*** Opening Material for this task ***

PR #925, opened 2026-09-16
feat(taskdump): sample captures with per-worker budgets

### LINKED ISSUE #842: Optimize task-dump sampling and expose sampling metadata
Implement the task-dump sampling and trace-contract changes described in `docs/design/task-dump-capture-sampling.md`.

noxware:
## Changes

- Sample task dumps before capture using per-worker budgets.
- Add `captures_per_second_per_worker` and `DIAL9_TASK_DUMP_PER_WORKER_HZ`, deprecating idle thresholds.
- Record capture probabilities and sampling metadata for future mixed flamegraphs.
- Refine the design doc to account for worker handoffs and configuration compatibility.

## For reviewers

Just in case, check the changes in the design first, then prioritize:

- **Public API and configuration:** `dial9-tokio-telemetry/src/telemetry/task_dump_config.rs`, `dial9/src/env_config.rs`.
- **Core sampling logic:** `dial9-tokio-telemetry/src/task_dump_sampler.rs`, integrated into task polling in `dial9-tokio-telemetry/src/task_dumped.rs`.
- **Worker state and metadata:** `dial9-tokio-telemetry/src/telemetry/recorder/runtime_context.rs`.

There is also a format change due to the new probability field.

Closes #842


dial9-tokio-telemetry/src/telemetry/recorder/runtime_context.rs
```diff
@@ -381,8 +370,29 @@ impl Source for TokioRuntimesSource {
...
+            };
+            out.push(("task_dump.sampler".into(), "per_worker_bernoulli_v1".into()));
+            // Always use worker rates: metadata merges are additive, so a
+            // scalar could become stale if a different-rate runtime attaches.
+            for (worker, sampler) in ctx.task_dump_workers.lock().unwrap().iter() {
+                out.push((
+                    format!("task_dump.worker.{worker}.captures_per_second"),
+                    config.captures_per_second_per_worker().to_string(),
+                ));
+                if let Some(timestamp) = sampler.sampling_active_ns() {
```
rcoh, line 388: lets rename this field, it took me a long time to figure out what it meant. Lets call it:

```
task_dump.worker.{worker}.sampling_started_at_ns
```

dial9-tokio-telemetry/src/telemetry/task_dump_config.rs
```diff
@@ -47,14 +36,213 @@ impl Default for TaskDumpConfig {
...
+        self.capture_interval
     }
 
     /// Optional fixed RNG seed for deterministic sampling.
     pub fn rng_seed(&self) -> Option<u64> {
         self.rng_seed
     }
 }
+
+impl<S: task_dump_config_builder::State> TaskDumpConfigBuilder<S> {
```
rcoh, line 102: I wonder if we should make TaskDumpConfigV2 no strong preference, but its possible some code would be simpler if we had two independent code paths.

dial9-tokio-telemetry/src/task_dump_sampler.rs
```diff
@@ -0,0 +1,261 @@
...
+    }
+
+    #[cold]
+    fn advance_epoch(&mut self, now: u64, elapsed: u64) {
+        let epochs = elapsed / EPOCH_NS;
+        // If whole epochs passed without a transition, the immediately
+        // preceding epoch was empty. A quiet worker can sample every transition.
+        let previous_count = if epochs == 1 { self.eligible } else { 0 };
+        self.probability = if previous_count == 0 {
+            1.0
```
rcoh, line 109: this is definitely not going to work for production. Setting probability to 1 would be a large bottleneck for a production service. I think you are already looking into some options, but we need to have a cap.

dial9-tokio-telemetry/src/telemetry/recorder/runtime_context.rs
```diff
@@ -44,6 +48,14 @@ pub(crate) struct RuntimeContext {
     /// Global worker IDs within this runtime.
     /// Populated lazily the first time each worker thread resolves its identity.
     pub worker_ids: Mutex<BTreeSet<u64>>,
+    #[cfg(feature = "taskdump")]
+    pub(super) task_dump_config: Option<crate::telemetry::TaskDumpConfig>,
+    /// Shared by every thread that drives a logical worker. The source reads
+    /// activation metadata without locking a worker's sampling decision.
+    #[cfg(feature = "taskdump")]
+    task_dump_workers: Mutex<BTreeMap<u64, Arc<crate::task_dump_sampler::WorkerTaskDumpSampler>>>,
```
rcoh, line 56: having this be a btree map is probably going to be a performance problem. Did you benchmark this? This should probably be a Vec instead.

Secondarily, I think having this mutex be on every Pending might end up being too hot. Would be good to have some benchmarks with this on vs. off.

One option could be a TLS that stores the current worker id and has some sort of fast path for when there _wasn't_ a worker handoff?

rcoh (commented):
mostly looking at high level stuff. didnt' get super deep in the code itself

dial9-tokio-telemetry/src/telemetry/recorder/runtime_context.rs
noxware: The `Mutex<BTreeMap<...>` is not locked/looked-up on every `Pending`. I cache in TLS the `WorkerTaskDumpSampler`.

I'm in the middle of moving things around but look for `static SAMPLER: RefCell<Option<Arc<WorkerTaskDumpSampler>>>`, which is set from the existing `register_worker_if_needed`.

`TaskDumped<F>` always obtains its sampler from TLS. It also makes an `Arc::clone` of it (only if pointers are really different) to keep it stable during the `poll`.

The only `Mutex::lock` being called in `Pending`s is the internal one, inside `WorkerTaskDumpSampler`, which should be mostly un-contended (except in the `block_in_place` case which my move the worker's core to a different thread to continue operating, while the original thread also uses that Mutex).

noxware: Note: BTreeMap is used because `register_worker_if_needed` currentely receives dial9's global/displaced worker index, which has no fixed maximum (as runtimes can be dynamically created).

But, there is not reason to actually use that global id for this, I think? I can use Tokio's raw worker index without displacement, and put data into pre-allocated `Box<[Option<...>]>` using `num_workers()` as the size.

(I'm trying this change now)

noxware: @rcoh Done at [e509bd6](https://github.com/dial9-rs/dial9/pull/925/commits/e509bd69879883e2a4b968ddf7216791cfaccc7e).

However, I spotted a weird issue with the existing `worker_metrics(...)` in [9f570fa](https://github.com/dial9-rs/dial9/pull/925/commits/9f570fac22a82e652f57ddb1f8f1f26c39c0e206), and I noticed it was affecting other feature as well, so I fixed it properly here [9b9d9f7](https://github.com/dial9-rs/dial9/pull/925/commits/9b9d9f7462e0ee57695048d07095f8880e4614b2). Regression tests validate the problem.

*** Closing Material for this task ***

From the first line to the last, retype the records exactly.

• Answer to the problem:
PR #925, opened 2026-09-16
feat(taskdump): sample captures with per-worker budgets

### LINKED ISSUE #842: Optimize task-dump sampling and expose sampling metadata
Implement the task-dump sampling and trace-contract changes described in `docs/design/task-dump-capture-sampling.md`.

noxware:
## Changes

- Sample task dumps before capture using per-worker budgets.
- Add `captures_per_second_per_worker` and `DIAL9_TASK_DUMP_PER_WORKER_HZ`, deprecating idle thresholds.
- Record capture probabilities and sampling metadata for future mixed flamegraphs.
- Refine the design doc to account for worker handoffs and configuration compatibility.

## For reviewers

Just in case, check the changes in the design first, then prioritize:

- **Public API and configuration:** `dial9-tokio-telemetry/src/telemetry/task_dump_config.rs`, `dial9/src/env_config.rs`.
- **Core sampling logic:** `dial9-tokio-telemetry/src/task_dump_sampler.rs`, integrated into task polling in `dial9-tokio-telemetry/src/task_dumped.rs`.
- **Worker state and metadata:** `dial9-tokio-telemetry/src/telemetry/recorder/runtime_context.rs`.

There is also a format change due to the new probability field.

Closes #842


dial9-tokio-telemetry/src/telemetry/recorder/runtime_context.rs
```diff
@@ -381,8 +370,29 @@ impl Source for TokioRuntimesSource {
...
+            };
+            out.push(("task_dump.sampler".into(), "per_worker_bernoulli_v1".into()));
+            // Always use worker rates: metadata merges are additive, so a
+            // scalar could become stale if a different-rate runtime attaches.
+            for (worker, sampler) in ctx.task_dump_workers.lock().unwrap().iter() {
+                out.push((
+                    format!("task_dump.worker.{worker}.captures_per_second"),
+                    config.captures_per_second_per_worker().to_string(),
+                ));
+                if let Some(timestamp) = sampler.sampling_active_ns() {
```
rcoh, line 388: lets rename this field, it took me a long time to figure out what it meant. Lets call it:

```
task_dump.worker.{worker}.sampling_started_at_ns
```

dial9-tokio-telemetry/src/telemetry/task_dump_config.rs
```diff
@@ -47,14 +36,213 @@ impl Default for TaskDumpConfig {
...
+        self.capture_interval
     }
 
     /// Optional fixed RNG seed for deterministic sampling.
     pub fn rng_seed(&self) -> Option<u64> {
         self.rng_seed
     }
 }
+
+impl<S: task_dump_config_builder::State> TaskDumpConfigBuilder<S> {
```
rcoh, line 102: I wonder if we should make TaskDumpConfigV2 no strong preference, but its possible some code would be simpler if we had two independent code paths.

dial9-tokio-telemetry/src/task_dump_sampler.rs
```diff
@@ -0,0 +1,261 @@
...
+    }
+
+    #[cold]
+    fn advance_epoch(&mut self, now: u64, elapsed: u64) {
+        let epochs = elapsed / EPOCH_NS;
+        // If whole epochs passed without a transition, the immediately
+        // preceding epoch was empty. A quiet worker can sample every transition.
+        let previous_count = if epochs == 1 { self.eligible } else { 0 };
+        self.probability = if previous_count == 0 {
+            1.0
```
rcoh, line 109: this is definitely not going to work for production. Setting probability to 1 would be a large bottleneck for a production service. I think you are already looking into some options, but we need to have a cap.

dial9-tokio-telemetry/src/telemetry/recorder/runtime_context.rs
```diff
@@ -44,6 +48,14 @@ pub(crate) struct RuntimeContext {
     /// Global worker IDs within this runtime.
     /// Populated lazily the first time each worker thread resolves its identity.
     pub worker_ids: Mutex<BTreeSet<u64>>,
+    #[cfg(feature = "taskdump")]
+    pub(super) task_dump_config: Option<crate::telemetry::TaskDumpConfig>,
+    /// Shared by every thread that drives a logical worker. The source reads
+    /// activation metadata without locking a worker's sampling decision.
+    #[cfg(feature = "taskdump")]
+    task_dump_workers: Mutex<BTreeMap<u64, Arc<crate::task_dump_sampler::WorkerTaskDumpSampler>>>,
```
rcoh, line 56: having this be a btree map is probably going to be a performance problem. Did you benchmark this? This should probably be a Vec instead.

Secondarily, I think having this mutex be on every Pending might end up being too hot. Would be good to have some benchmarks with this on vs. off.

One option could be a TLS that stores the current worker id and has some sort of fast path for when there _wasn't_ a worker handoff?

rcoh (commented):
mostly looking at high level stuff. didnt' get super deep in the code itself

dial9-tokio-telemetry/src/telemetry/recorder/runtime_context.rs
noxware: The `Mutex<BTreeMap<...>` is not locked/looked-up on every `Pending`. I cache in TLS the `WorkerTaskDumpSampler`.

I'm in the middle of moving things around but look for `static SAMPLER: RefCell<Option<Arc<WorkerTaskDumpSampler>>>`, which is set from the existing `register_worker_if_needed`.

`TaskDumped<F>` always obtains its sampler from TLS. It also makes an `Arc::clone` of it (only if pointers are really different) to keep it stable during the `poll`.

The only `Mutex::lock` being called in `Pending`s is the internal one, inside `WorkerTaskDumpSampler`, which should be mostly un-contended (except in the `block_in_place` case which my move the worker's core to a different thread to continue operating, while the original thread also uses that Mutex).

noxware: Note: BTreeMap is used because `register_worker_if_needed` currentely receives dial9's global/displaced worker index, which has no fixed maximum (as runtimes can be dynamically created).

But, there is not reason to actually use that global id for this, I think? I can use Tokio's raw worker index without displacement, and put data into pre-allocated `Box<[Option<...>]>` using `num_workers()` as the size.

(I'm trying this change now)

noxware: @rcoh Done at [e509bd6](https://github.com/dial9-rs/dial9/pull/925/commits/e509bd69879883e2a4b968ddf7216791cfaccc7e).

However, I spotted a weird issue with the existing `worker_metrics(...)` in [9f570fa](https://github.com/dial9-rs/dial9/pull/925/commits/9f570fac22a82e652f57ddb1f8f1f26c39c0e206), and I noticed it was affecting other feature as well, so I fixed it properly here [9b9d9f7](https://github.com/dial9-rs/dial9/pull/925/commits/9b9d9f7462e0ee57695048d07095f8880e4614b2). Regression tests validate the problem.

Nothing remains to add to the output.